All models on huggingface can be directly loaded into VFLAIR-LLM as we support the same .from_pretain(YOUR_MODEL) API in the framework.
Note that you should identify the type of model pretrained (e.g. CausalLM...) in configuration file first. Models that can be imported with the following API can be used in VFLAIR-LLM:
- AutoModel.from_pretrained()
- AutoModelorCausalLM.from_pretrained()
- AutoModelorSequenceClassification.from_pretrained()

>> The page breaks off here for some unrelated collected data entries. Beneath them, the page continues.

PR #210094, opened 2025-05-15
[IMP] mail:  show current datetime in avatar card and DM header

mear-odoo:
**Specifications:**
• Display the current time and date in the avatar card using the timezone of the
  user only if the card user's timezone differs from the current user's.
• Show the local time below the user name in the header of direct messages .

**Purpose:**
•  Enhance cross-timezone collaboration by presenting the local time of other
  users during interactions

task-4613148

---
I confirm I have signed the CLA and read the PR guidelines at www.odoo.com/submit-pr

PR #244422, opened 2026-01-19
[FIX] im_livechat:  correct test_channel_get_livechat_visitor_info tz assertion

mear-odoo:
This PR fixes a failing assertion in `test_channel_get_livechat_visitor_info`.
The test fails since [*] because the demo data sets the OdooBot time zone to
'Europe/Brussels', while the test was asserting it to be False.
This PR explicitly sets the time zone of the OdooBot partner record and updates 
assertions accordingly.

[*] https://github.com/odoo/odoo/pull/210094

runbot-237778

---

### DIFF
--- a/addons/im_livechat/tests/test_get_discuss_channel.py
+++ b/addons/im_livechat/tests/test_get_discuss_channel.py
@@ -25,6 +25,7 @@ class TestGetDiscussChannel(TestImLivechatCommon, MailCommon):
 
     def test_channel_get_livechat_visitor_info(self):
         self.maxDiff = None
+        self.partner_root.tz = "Europe/Brussels"
         belgium = self.env.ref('base.be')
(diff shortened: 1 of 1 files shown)


addons/im_livechat/tests/test_get_discuss_channel.py
```diff
@@ -25,6 +25,7 @@ def test_get_discuss_channel(self):
 
     def test_channel_get_livechat_visitor_info(self):
         self.maxDiff = None
+        self.env.ref("base.partner_root").tz = "Europe/Brussels"
```
tsm-odoo: :pick: 

```suggestion
        self.partner_root.tz = "Europe/Brussels"
```

tsm-odoo (approved):
@robodoo delegate+

PR #244423, opened 2026-01-19
[FIX] l10n_it_edi: prevent crash on zero-amount foreign currency invoices

khsr-odoo:
**Steps to reproduce:**
1. Install the `l10n_it_edi` and switch to IT company
2. Go to Accounting → Invoice.
3. Create an invoice add partner and change the currency to USD
4. Add a product and apply tax and discount of 100% and confirm
3. Click on Send

**Issue:**
A ZeroDivisionError is raised during the Italian EDI XML generation. 
`ZeroDivisionError: float division by zero`

**Cause:**
The conversion rate is computed by dividing `amount_total` by `amount_total_signed` without handling the case where `amount_total_signed` is `0.0`.

**Solution:**
Skip the conversion rate computation when the signed total amount is zero, preventing the division by zero

**opw-5481821**

### DIFF
--- a/addons/l10n_it_edi/models/account_move.py
+++ b/addons/l10n_it_edi/models/account_move.py
@@ -587,7 +587,7 @@ class AccountMove(models.Model):
         # Reference line for finding the conversion rate used in the document
         conversion_rate = float_repr(
             abs(self.amount_total / self.amount_total_signed), precision_digits=5,
-        ) if convert_to_euros and self.invoice_line_ids else None
+        ) if convert_to_euros and self.invoice_line_ids and not self.currency_id.is_zero(self.amount_total_signed) else None
 
         # Reduce downpayment views to a single recordset
         downpayment_moves = self.invoice_line_ids._get_downpayment_lines().move_id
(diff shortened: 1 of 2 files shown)


bhra-odoo (approved):
LGTM.

addons/l10n_it_edi/models/account_move.py
```diff
@@ -587,7 +587,10 @@ def _l10n_it_edi_get_values(self, pdf_values=None):
         # Reference line for finding the conversion rate used in the document
         conversion_rate = float_repr(
             abs(self.amount_total / self.amount_total_signed), precision_digits=5,
-        ) if convert_to_euros and self.invoice_line_ids else None
+        ) if convert_to_euros and self.invoice_line_ids and not float_is_zero(
+            self.amount_total_signed,
+            precision_rounding=self.currency_id.rounding
```
kitan191: Thanks for the fix. :+1: 

We just want to prevent the division by zero.
So you can probably just use `and self.amount_total_signed`.
Otherwise, you can use `self.currency_id.is_zero(self.amount_total_signed)` instead of `float_is_zero(...)`.

Megaaaaaa (approved):
Hello, thank you for the fix! LGTM :+1:

robodoo r+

- AutoModelforQuestionAnswering.from_pretrained()
- Download your model in to
../Your_Model_Path/Your_Model_Name - Add your model path and name pair into
.src/load/Load_Model.py - Write a proper configuration file according to tutorial
- Launch your task with:
python main_pipeline_llm.py --configs Your_Config_File
If your LLM is not supported in our current LLM types, Please refer to ../usage_guidance/How to add a new LLM.md for more information.
If you need detailed usage guidance for existent datasets and guidance for adding new datasets , Please refer to ../usage_guidance/Dataset_Usage.md for more information.
In VFLAIR-LLM, we provide some basic prompt generation methods. Also, user can easily implement self-defined prompting techniques based on our tutorials.
- Zero-shot& Few-shots: Number of shots used can be alter through the config parameter n-shot in configuration files .
- User-defined Prompting Method: In
./src/load/Load_Dataset.py, we provide functionload_dataset_per_party_llm()for dataset loading and promp generation. Users can easily alter the prompting method here.